WHAT THE TASK ASKS. Each entry must be restated word for word.

LISTED ENTRIES.
------------------------

PR #470, opened 2025-07-01
Add FromExisting<Rel> and WithExisting<Rel> to factory

dutow:
### Use case

I'm trying to setup a more complex sample/test database using factories. I already have persisted records for some of the schemas (using earlier calls to factories), and now I'm trying to create new records that refer to the existing entries instead of creating new records.

For example think about a forum: it has users and threads. There are already users in the database, and now we want to create threads with the creator set to a random existing user.

Something like this works if the relation is not required:

```
findRandomUser := func() int32 {
		res, _ := models.Users.Query(sm.Columns("id"), sm.OrderBy("random()")).One(ctx, bobdb)
		return res.ID
	}
	threadTemplate := factoryCtx.NewThread(ctx, factory.ThreadMods.CreatorUserIDFunc(findRandomUser))

```

But it doesn't work with required relations, because in that case the factory always creates a new relation.

This PR basically unifies the behavior for the two cases.

### Alternative idea

I was also thinking about proposing a new method for relations, `WithExisting<RelationName>`. But the problem with this is:
* it needs a way to properly select which record(s) to use (always using random doesn't seem right)
* it would leave the inconsistency I mentioned above

So instead I'm proposing this patch to unify the behavior.

What do you think?

(`m.R.relation` won't be set in this case - but that's already the case for optional relations when done this way)

### DIFF
--- a/gen/templates/factory/bobfactory_main.bob.go.tpl
+++ b/gen/templates/factory/bobfactory_main.bob.go.tpl
@@ -1,4 +1,5 @@
 {{$.Importer.Import "context"}}
+{{$.Importer.Import "models" (index $.OutputPackages "models") }}
 
 type Factory struct {
     {{range $table := .Tables}}
@@ -23,6 +24,19 @@ func (f *Factory) New{{$tAlias.UpSingular}}(ctx context.Context, mods ...{{$tAli
   {{$tAlias.UpSingular}}ModSlice(mods).Apply(ctx, o)
 
 	return o
+}
+
+func (f *Factory) FromExisting{{$tAlias.UpSingular}}(m models.{{$tAlias.UpSingular}}) *{{$tAlias.UpSingular}}Template {
+	o := &{{$tAlias.UpSingular}}Template{}
+
+  {{range $column := $table.Columns -}}
+  {{$colAlias := $tAlias.Column $column.Name -}}
+  {{- $colTyp := $.Types.GetNullable $.CurrentPackage $.Importer $column.Type $column.Nullable -}}
+        o.{{$colAlias}} = func() {{$colTyp}} { return m.{{$colAlias}} }
+  {{end}}
+  o.alreadyPersisted = true
+
+  return o
 }
 
 {{end}}
--- a/gen/templates/factory/table/01_types.go.tpl
+++ b/gen/templates/factory/table/01_types.go.tpl
@@ -36,6 +36,8 @@ type {{$tAlias.UpSingular}}Template struct {
         r {{$tAlias.DownSingular}}R
     {{- end}}
     f *Factory
+
+    alreadyPersisted bool
 }
 
 {{if $.Relationships.Get $table.Key -}}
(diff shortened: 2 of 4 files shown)


stephenafamo:
On first look, this looks good.

However, I'm more in favour of your **Alternative Idea**.   
I don't understand why a potential `WithExisting<RelationName>` will need to select which record to use and what inconsistency it will cause.

I assume that it will take the relation that should be used.. for example:


```go
findRandomUser := func() *models.User {
		res, _ := models.Users.Query(sm.Columns("id"), sm.OrderBy("random()")).One(ctx, bobdb)
		return res.ID
	}
	threadTemplate := factoryCtx.NewThread(ctx, factory.ThreadMods.WithExistingUser(findRandomUser()))
```

### Yet another suggestion

In your test, why not create the user, with all the threads

```go
user, _ := factoryCtx.NewUser(ctx, factory.UserMods.WithNewThreads(5))

threads := user.R.Threads
// Use threads here
```

stephenafamo:
This is really nice. Great work 🙏🏾 

The main suggestion I have will be to also account for relationships that exist in the model passed to `FromExisting<Relation>` to also create relations in the template using `WithExisting`.

I think the earlier changes that are based on the column name can be dropped since this does the same thing... but better 😁

gen/templates/factory/table/02_build.go.tpl
```diff
@@ -101,6 +101,17 @@ func (o {{$tAlias.UpSingular}}Template) Build() *models.{{$tAlias.UpSingular}} {
 	return m
 }
 
+func (o *{{$tAlias.UpSingular}}Template) From(locator func() models.{{$tAlias.UpSingular}}) {
```
stephenafamo, line 104: 1. Why is `locator` a function instead of the model?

------------------------

PROBLEM SOLUTION.
PR #470, opened 2025-07-01
Add FromExisting<Rel> and WithExisting<Rel> to factory

dutow:
### Use case

I'm trying to setup a more complex sample/test database using factories. I already have persisted records for some of the schemas (using earlier calls to factories), and now I'm trying to create new records that refer to the existing entries instead of creating new records.

For example think about a forum: it has users and threads. There are already users in the database, and now we want to create threads with the creator set to a random existing user.

Something like this works if the relation is not required:

```
findRandomUser := func() int32 {
		res, _ := models.Users.Query(sm.Columns("id"), sm.OrderBy("random()")).One(ctx, bobdb)
		return res.ID
	}
	threadTemplate := factoryCtx.NewThread(ctx, factory.ThreadMods.CreatorUserIDFunc(findRandomUser))

```

But it doesn't work with required relations, because in that case the factory always creates a new relation.

This PR basically unifies the behavior for the two cases.

### Alternative idea

I was also thinking about proposing a new method for relations, `WithExisting<RelationName>`. But the problem with this is:
* it needs a way to properly select which record(s) to use (always using random doesn't seem right)
* it would leave the inconsistency I mentioned above

So instead I'm proposing this patch to unify the behavior.

What do you think?

(`m.R.relation` won't be set in this case - but that's already the case for optional relations when done this way)

### DIFF
--- a/gen/templates/factory/bobfactory_main.bob.go.tpl
+++ b/gen/templates/factory/bobfactory_main.bob.go.tpl
@@ -1,4 +1,5 @@
 {{$.Importer.Import "context"}}
+{{$.Importer.Import "models" (index $.OutputPackages "models") }}
 
 type Factory struct {
     {{range $table := .Tables}}
@@ -23,6 +24,19 @@ func (f *Factory) New{{$tAlias.UpSingular}}(ctx context.Context, mods ...{{$tAli
   {{$tAlias.UpSingular}}ModSlice(mods).Apply(ctx, o)
 
 	return o
+}
+
+func (f *Factory) FromExisting{{$tAlias.UpSingular}}(m models.{{$tAlias.UpSingular}}) *{{$tAlias.UpSingular}}Template {
+	o := &{{$tAlias.UpSingular}}Template{}
+
+  {{range $column := $table.Columns -}}
+  {{$colAlias := $tAlias.Column $column.Name -}}
+  {{- $colTyp := $.Types.GetNullable $.CurrentPackage $.Importer $column.Type $column.Nullable -}}
+        o.{{$colAlias}} = func() {{$colTyp}} { return m.{{$colAlias}} }
+  {{end}}
+  o.alreadyPersisted = true
+
+  return o
 }
 
 {{end}}
--- a/gen/templates/factory/table/01_types.go.tpl
+++ b/gen/templates/factory/table/01_types.go.tpl
@@ -36,6 +36,8 @@ type {{$tAlias.UpSingular}}Template struct {
         r {{$tAlias.DownSingular}}R
     {{- end}}
     f *Factory
+
+    alreadyPersisted bool
 }
 
 {{if $.Relationships.Get $table.Key -}}
(diff shortened: 2 of 4 files shown)


stephenafamo:
On first look, this looks good.

However, I'm more in favour of your **Alternative Idea**.   
I don't understand why a potential `WithExisting<RelationName>` will need to select which record to use and what inconsistency it will cause.

I assume that it will take the relation that should be used.. for example:


```go
findRandomUser := func() *models.User {
		res, _ := models.Users.Query(sm.Columns("id"), sm.OrderBy("random()")).One(ctx, bobdb)
		return res.ID
	}
	threadTemplate := factoryCtx.NewThread(ctx, factory.ThreadMods.WithExistingUser(findRandomUser()))
```

### Yet another suggestion

In your test, why not create the user, with all the threads

```go
user, _ := factoryCtx.NewUser(ctx, factory.UserMods.WithNewThreads(5))

threads := user.R.Threads
// Use threads here
```

stephenafamo:
This is really nice. Great work 🙏🏾 

The main suggestion I have will be to also account for relationships that exist in the model passed to `FromExisting<Relation>` to also create relations in the template using `WithExisting`.

I think the earlier changes that are based on the column name can be dropped since this does the same thing... but better 😁

gen/templates/factory/table/02_build.go.tpl
```diff
@@ -101,6 +101,17 @@ func (o {{$tAlias.UpSingular}}Template) Build() *models.{{$tAlias.UpSingular}} {
 	return m
 }
 
+func (o *{{$tAlias.UpSingular}}Template) From(locator func() models.{{$tAlias.UpSingular}}) {
```
stephenafamo, line 104: 1. Why is `locator` a function instead of the model?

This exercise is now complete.